• What to work on:
Please set down the records below exactly as they appear.

• Supplied information:

____________

Issue #2876, opened 2024-09-10
NIOFileSystemFoundationCompat should provide `Data(contentsOf:maximumSizeAllowed:)`


weissi:
NIOFileSystem allows loading files into a `ByteBuffer` which is great for most purposes but there are still APIs (like `Codable`) that natively only want `Data`s. So `NIOFileSytemFoundationCompat` should provide `Data(contentsOf:maximumSizeAllowed:)`.

natikgadzhi:
@weissi ditto, I think this one is implemented in #2923. Time to close?

Issue #2875, opened 2024-09-10
NIOFileSystem should provide `Array(contentsOf:maximumSizeAllowed:)`


weissi:
NIOFileSystem allows `ByteBuffer(contentsOf:maximumSizeAllowed:)` which is great but occasionally a `Array<UInt8>` would be great too.

natikgadzhi:
@weissi this one is done too! Close it!

PR #2923, opened 2024-10-14
Provide APIs to read file into more data types

clintonpi:
Motivation:

As requested in issues [#2875](https://github.com/apple/swift-nio/issues/2875) and [#2876](https://github.com/apple/swift-nio/issues/2876), it would be convenient to be able to read the contents of a file into more data types such as `Array`, `ArraySlice` & Foundation's `Data`.

Modifications:

- Extend `Array`, `ArraySlice` & `Data` to be initialisable with the contents of a file.

Result:

The contents of a file can be read into more data types.


Sources/NIOFileSystemFoundationCompat/Data+FileSystem.swift
```diff
@@ -0,0 +1,59 @@
...
+        fileSystem: some FileSystemProtocol
+    ) async throws {
+        let byteBuffer = try await fileSystem.withFileHandle(forReadingAt: path) { handle in
+            try await handle.readToEnd(
+                fromAbsoluteOffset: 0,
+                maximumSizeAllowed: maximumSizeAllowed
+            )
+        }
+
+        self = byteBuffer.withUnsafeReadableBytes { Self($0) }
```
glbrntt, line 40: The [NIOFoundationCompat](https://github.com/apple/swift-nio/tree/main/Sources/NIOFoundationCompat) module provides an extension on `Data` which you should use instead: https://github.com/apple/swift-nio/blob/f7dc3f527576c398709b017584392fb58592e7f5/Sources/NIOFoundationCompat/ByteBuffer-foundation.swift#L403-L406

Sources/NIOFileSystem/Array+FileSystem.swift
```diff
@@ -0,0 +1,57 @@
...
+    public init(
+        contentsOf path: FilePath,
+        maximumSizeAllowed: ByteCount,
+        fileSystem: some FileSystemProtocol
+    ) async throws {
+        let byteBuffer = try await fileSystem.withFileHandle(forReadingAt: path) { handle in
+            try await handle.readToEnd(
+                fromAbsoluteOffset: 0,
+                maximumSizeAllowed: maximumSizeAllowed
+            )
```
glbrntt, line 35: 0 is the default, so no need to specify it here
```suggestion
            try await handle.readToEnd(maximumSizeAllowed: maximumSizeAllowed)
```

Sources/NIOFileSystemFoundationCompat/Data+FileSystem.swift
```diff
@@ -0,0 +1,59 @@
...
+    public init(
+        contentsOf path: FilePath,
+        maximumSizeAllowed: ByteCount,
+        fileSystem: some FileSystemProtocol
+    ) async throws {
+        let byteBuffer = try await fileSystem.withFileHandle(forReadingAt: path) { handle in
+            try await handle.readToEnd(
+                fromAbsoluteOffset: 0,
+                maximumSizeAllowed: maximumSizeAllowed
+            )
```
glbrntt, line 37: Same here re: 0
```suggestion
            try await handle.readToEnd(maximumSizeAllowed: maximumSizeAllowed)
```

Tests/NIOFileSystemFoundationCompatTests/FileSystemFoundationCompatTests.swift
```diff
@@ -33,5 +33,18 @@ final class FileSystemBytesConformanceTests: XCTestCase {
             Date(timeIntervalSince1970: 1.000000001)
         )
     }
+
+    func testReadFileIntoData() async throws {
+        let fs = FileSystem.shared
+        let path = FilePath(#filePath)
+
+        try await fs.withFileHandle(forReadingAndWritingAt: path) { fileHandle in
```
glbrntt, line 41: Writing into this source file is a _bad_ idea (think about the local development experience of running this test). Reading is fine, writing less so.

Tests/NIOFileSystemIntegrationTests/FileSystemTests.swift
```diff
@@ -1828,6 +1828,30 @@ extension FileSystemTests {
...
+        let path = FilePath(#filePath)
+
+        try await self.fs.withFileHandle(forReadingAndWritingAt: path) { fileHandle in
+            _ = try await fileHandle.write(contentsOf: [0, 1, 2], toAbsoluteOffset: 0)
+        }
+
+        let contents = try await ArraySlice(contentsOf: path, maximumSizeAllowed: .bytes(1024))
+
+        XCTAssertEqual(contents, [0, 1, 2])
+    }
```
glbrntt, line 1854: Same comments apply here as well: please don't write into this source file.

glbrntt (changes requested):
Looks good but a few things need fixing up before we can merge this.

Tests/NIOFileSystemFoundationCompatTests/FileSystemFoundationCompatTests.swift
clintonpi: True, I missed that. I worked with `temporaryFilePath()` locally but swapped it with `FilePath(#filePath)` just before committing. `FilePath(#filePath)` fails for me locally due to permission issues so I was depending on the CI tests and didn't re-test locally after swapping.

Sources/NIOFileSystemFoundationCompat/Data+FileSystem.swift
```diff
@@ -0,0 +1,58 @@
...
+    ///
+    /// - Parameters:
+    ///   - path: The path of the file to read.
+    ///   - maximumSizeAllowed: The maximum size of file which can be read, in bytes, as a ``ByteCount``.
+    ///   - fileSystem: The ``FileSystemProtocol`` instance to use to read the file.
+    public init(
+        contentsOf path: FilePath,
+        maximumSizeAllowed: ByteCount,
+        fileSystem: some FileSystemProtocol,
+        byteTransferStrategy: ByteBuffer.ByteTransferStrategy = .automatic
```
glbrntt, line 33: We don't think we need to expose this, we can just use the default behaviour

glbrntt (changes requested):
One nit, but looks good otherwise.

PR #792, opened 2024-10-03
HOTFIX for RFI nil documents 

robinsk1:
## Description of change

hotfix for when we might not have documents for further information - though this might actually just have been stray data in dev - an RFI send_back should always have an empty documents array that is populated by the provider on response if documents are added


patrick-laa (approved):
Suspect you'll need to add a test to get branch coverage up to speed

____________

• Solved exercise:
Issue #2876, opened 2024-09-10
NIOFileSystemFoundationCompat should provide `Data(contentsOf:maximumSizeAllowed:)`


weissi:
NIOFileSystem allows loading files into a `ByteBuffer` which is great for most purposes but there are still APIs (like `Codable`) that natively only want `Data`s. So `NIOFileSytemFoundationCompat` should provide `Data(contentsOf:maximumSizeAllowed:)`.

natikgadzhi:
@weissi ditto, I think this one is implemented in #2923. Time to close?

Issue #2875, opened 2024-09-10
NIOFileSystem should provide `Array(contentsOf:maximumSizeAllowed:)`


weissi:
NIOFileSystem allows `ByteBuffer(contentsOf:maximumSizeAllowed:)` which is great but occasionally a `Array<UInt8>` would be great too.

natikgadzhi:
@weissi this one is done too! Close it!

PR #2923, opened 2024-10-14
Provide APIs to read file into more data types

clintonpi:
Motivation:

As requested in issues [#2875](https://github.com/apple/swift-nio/issues/2875) and [#2876](https://github.com/apple/swift-nio/issues/2876), it would be convenient to be able to read the contents of a file into more data types such as `Array`, `ArraySlice` & Foundation's `Data`.

Modifications:

- Extend `Array`, `ArraySlice` & `Data` to be initialisable with the contents of a file.

Result:

The contents of a file can be read into more data types.


Sources/NIOFileSystemFoundationCompat/Data+FileSystem.swift
```diff
@@ -0,0 +1,59 @@
...
+        fileSystem: some FileSystemProtocol
+    ) async throws {
+        let byteBuffer = try await fileSystem.withFileHandle(forReadingAt: path) { handle in
+            try await handle.readToEnd(
+                fromAbsoluteOffset: 0,
+                maximumSizeAllowed: maximumSizeAllowed
+            )
+        }
+
+        self = byteBuffer.withUnsafeReadableBytes { Self($0) }
```
glbrntt, line 40: The [NIOFoundationCompat](https://github.com/apple/swift-nio/tree/main/Sources/NIOFoundationCompat) module provides an extension on `Data` which you should use instead: https://github.com/apple/swift-nio/blob/f7dc3f527576c398709b017584392fb58592e7f5/Sources/NIOFoundationCompat/ByteBuffer-foundation.swift#L403-L406

Sources/NIOFileSystem/Array+FileSystem.swift
```diff
@@ -0,0 +1,57 @@
...
+    public init(
+        contentsOf path: FilePath,
+        maximumSizeAllowed: ByteCount,
+        fileSystem: some FileSystemProtocol
+    ) async throws {
+        let byteBuffer = try await fileSystem.withFileHandle(forReadingAt: path) { handle in
+            try await handle.readToEnd(
+                fromAbsoluteOffset: 0,
+                maximumSizeAllowed: maximumSizeAllowed
+            )
```
glbrntt, line 35: 0 is the default, so no need to specify it here
```suggestion
            try await handle.readToEnd(maximumSizeAllowed: maximumSizeAllowed)
```

Sources/NIOFileSystemFoundationCompat/Data+FileSystem.swift
```diff
@@ -0,0 +1,59 @@
...
+    public init(
+        contentsOf path: FilePath,
+        maximumSizeAllowed: ByteCount,
+        fileSystem: some FileSystemProtocol
+    ) async throws {
+        let byteBuffer = try await fileSystem.withFileHandle(forReadingAt: path) { handle in
+            try await handle.readToEnd(
+                fromAbsoluteOffset: 0,
+                maximumSizeAllowed: maximumSizeAllowed
+            )
```
glbrntt, line 37: Same here re: 0
```suggestion
            try await handle.readToEnd(maximumSizeAllowed: maximumSizeAllowed)
```

Tests/NIOFileSystemFoundationCompatTests/FileSystemFoundationCompatTests.swift
```diff
@@ -33,5 +33,18 @@ final class FileSystemBytesConformanceTests: XCTestCase {
             Date(timeIntervalSince1970: 1.000000001)
         )
     }
+
+    func testReadFileIntoData() async throws {
+        let fs = FileSystem.shared
+        let path = FilePath(#filePath)
+
+        try await fs.withFileHandle(forReadingAndWritingAt: path) { fileHandle in
```
glbrntt, line 41: Writing into this source file is a _bad_ idea (think about the local development experience of running this test). Reading is fine, writing less so.

Tests/NIOFileSystemIntegrationTests/FileSystemTests.swift
```diff
@@ -1828,6 +1828,30 @@ extension FileSystemTests {
...
+        let path = FilePath(#filePath)
+
+        try await self.fs.withFileHandle(forReadingAndWritingAt: path) { fileHandle in
+            _ = try await fileHandle.write(contentsOf: [0, 1, 2], toAbsoluteOffset: 0)
+        }
+
+        let contents = try await ArraySlice(contentsOf: path, maximumSizeAllowed: .bytes(1024))
+
+        XCTAssertEqual(contents, [0, 1, 2])
+    }
```
glbrntt, line 1854: Same comments apply here as well: please don't write into this source file.

glbrntt (changes requested):
Looks good but a few things need fixing up before we can merge this.

Tests/NIOFileSystemFoundationCompatTests/FileSystemFoundationCompatTests.swift
clintonpi: True, I missed that. I worked with `temporaryFilePath()` locally but swapped it with `FilePath(#filePath)` just before committing. `FilePath(#filePath)` fails for me locally due to permission issues so I was depending on the CI tests and didn't re-test locally after swapping.

Sources/NIOFileSystemFoundationCompat/Data+FileSystem.swift
```diff
@@ -0,0 +1,58 @@
...
+    ///
+    /// - Parameters:
+    ///   - path: The path of the file to read.
+    ///   - maximumSizeAllowed: The maximum size of file which can be read, in bytes, as a ``ByteCount``.
+    ///   - fileSystem: The ``FileSystemProtocol`` instance to use to read the file.
+    public init(
+        contentsOf path: FilePath,
+        maximumSizeAllowed: ByteCount,
+        fileSystem: some FileSystemProtocol,
+        byteTransferStrategy: ByteBuffer.ByteTransferStrategy = .automatic
```
glbrntt, line 33: We don't think we need to expose this, we can just use the default behaviour

glbrntt (changes requested):
One nit, but looks good otherwise.

PR #792, opened 2024-10-03
HOTFIX for RFI nil documents 

robinsk1:
## Description of change

hotfix for when we might not have documents for further information - though this might actually just have been stray data in dev - an RFI send_back should always have an empty documents array that is populated by the provider on response if documents are added


patrick-laa (approved):
Suspect you'll need to add a test to get branch coverage up to speed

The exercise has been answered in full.